The non-streaming tool loop in loop.py is the simpler case — every iteration runs synchronously, then the final answer is returned. For SSE streaming, tools/streaming.py (352 lines) implements stream_with_tools:

The model's response is streamed token-by-token into a buffer.
The buffer is checked for tool-call markers as it grows. Until a decision threshold (~80 chars) it's not yet clear whether the response is text or a tool call.
If markers appear, the stream is consumed silently until the call completes, then the tool runs and emits tool_call / tool_result events to the SSE channel.
If the response is clearly text, buffered chunks flush to the SSE stream as content deltas and the model continues streaming normally.

This is how the BawtHub UI shows tool calls inline with the answer: the SSE event types tool_call and tool_result are intercepted by the frontend's chunk parser and rendered as their own card UI inside the assistant bubble. Frontends that don't care just ignore them — the standard content deltas still arrive in the right order.

09 Output sanitization.

Three layers of cleanup run before the final response is returned to the caller:

Adapter cleaning. Per the adapters page, model-specific quirks (Pygmalion BBCode, Dolphin hallucinated observations) are stripped.
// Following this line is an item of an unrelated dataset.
PR #4570, opened 2021-09-10
Blockbase + Quadrat: remap quadrat colors, refactor selection to tertiary

MaggieCabrera:

Alternative to https://github.com/Automattic/themes/pull/4474. After our conversation and @kjellr clearing up [the relationship between semantic colors](https://github.com/Automattic/themes/pull/4474#issuecomment-916315963), I think this is the way to go. What I've done:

Runs after streaming, before format-handler sanitization.
Handler sanitization. Each handler implements sanitize_response — removes trailing tool markers, residual Observation: stubs, and any other format-specific scaffolding from the final answer.
Cross-format leakage. shared/output_sanitizer.strip_tool_protocol_leakage catches stray tool-protocol fragments that snuck through both layers — e.g. an OpenAI model that emitted a ReAct-style Thought: by mistake.

10 Key files.

tools/loop.py

ToolLoop. 550 lines. The multi-turn dispatch state machine. Native + ReAct branching, cross-format fallback ladder, per-iteration message assembly, response truncation for ReAct.

tools/executor.py

ToolExecutor. 1,943 lines — the biggest file in tools/. Owns every backend client; dispatch table for consolidated + legacy tool names; per-turn call counter; the per-action handler methods.

tools/definitions.py

Tool catalog. 792 lines. Tool/ToolParameter dataclasses; MEMORY_TOOL, HISTORY_TOOL, etc.; get_tools_list and get_tools_prompt for system-prompt rendering.

tools/parser.py

Shared parsing utilities. 361 lines. ToolCall dataclass, generic parse_tool_calls, result formatting helpers, the KNOWN_TOOLS set.

tools/streaming.py

stream_with_tools. 352 lines. The streaming variant of the loop with decision-threshold buffering and SSE event emission for tool calls/results.

tools/formats/native_openai.py

Native OpenAI handler. 208 lines. Emits the OpenAI tools schema; parses tool_calls from response; assembles the HA-native tool guidance block when those tools are present.

tools/formats/react.py

ReAct handler. 530 lines. Thought/Action/Action Input parsing, 30-entry tool-name alias table, loose-JSON repair ladder, stop sequences, response sanitization.

tools/formats/xml_legacy.py

Legacy XML. 48 lines. Fallback for <tool_call> / <function_call> markers that leak from older prompts.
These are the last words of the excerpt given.